Paul Dukes

Paul Dukes
The Man with a Hundred Faces
Allegiance United Kingdom
White Movement
Service SIS/MI6.
Operation(s) Operation Kronstadt
Award(s) KBE
Codename(s) ST-25

Birth name Paul Henry Dukes
Born 10 February 1889
Bridgwater, Somerset, England, UK
Died 27 August 1967 (aged 78)
Cape Town, South Africa
Nationality  England
Parents Rev. Edwin J. Dukes, Edith M. Dukes (née Pope)
Alma mater Caterham School

Sir Paul Henry Dukes KBE (10 February 1889 27 August 1967) was a British author and MI6 officer.

Early life and family

Paul Henry Dukes was born the third of five children on 10 February 1889 in Bridgwater, Somerset, England. He was the son of the Congregationalist clergyman, Rev. Edwin Joshua Dukes (1847-1930), of Kingsland, London, and his wife, the former Edith Mary Pope (1863-1898), of Sandford, Devon. Edith was an academically gifted woman, the daughter of a schoolteacher, who obtained her Bachelor of Arts degree by correspondence course at the age of 20. In 1884, she married Edwin, who had returned from missionary work in China. She died from a disease of the thyroid gland, and in 1907, Edwin remarried to a forty-year-old widow named Harriet Rouse.

Paul's siblings included the playwright Ashley Dukes (1885-1959) and the renowned physician Cuthbert Dukes (1890-1977). He had an elder sister, Irene Catherine Dukes (1887-1950), who led a life plagued by illness, and yet another, younger brother, Marcus Braden Dukes (1893-1936), who died in Kuala Lumpur while working as a government official.

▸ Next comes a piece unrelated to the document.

PR #2889, opened 2020-09-24
Optionally enable sentry on AWS batch workermanager-launched workers

nelson-liu:
This just exports the right environment variable in the container, if we're using sentry on the host that's running the WorkerManager.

Paul was educated at Caterham School before going on to pursue a career in music at Petrograd Conservatoire, Russia.

Career

As a young man he took a position as a language teacher in Riga, Latvia. He later moved to St. Petersburg, having been recruited personally by Mansfield Smith-Cumming, the first "C" of MI6 (SIS), to act as a secret agent in Imperial Russia, relying on his fluency in the Russian language. At the time, he was employed at the Petrograd Conservatoire as a concert pianist and deputy conductor to Albert Coates. In his new capacity as sole British agent in Russia, he set up elaborate plans to help prominent White Russians escape from Soviet prisons and smuggled hundreds of them into Finland.

Known as the "Man of a Hundred Faces," Dukes continued his use of disguises, which aided him in assuming a number of identities and gained him access to numerous Bolshevik organizations. He successfully infiltrated the Communist Party of the Soviet Union, the Comintern, and the political police, or CHEKA. Dukes also learned of the inner workings of the Politburo, and passed the information to British intelligence.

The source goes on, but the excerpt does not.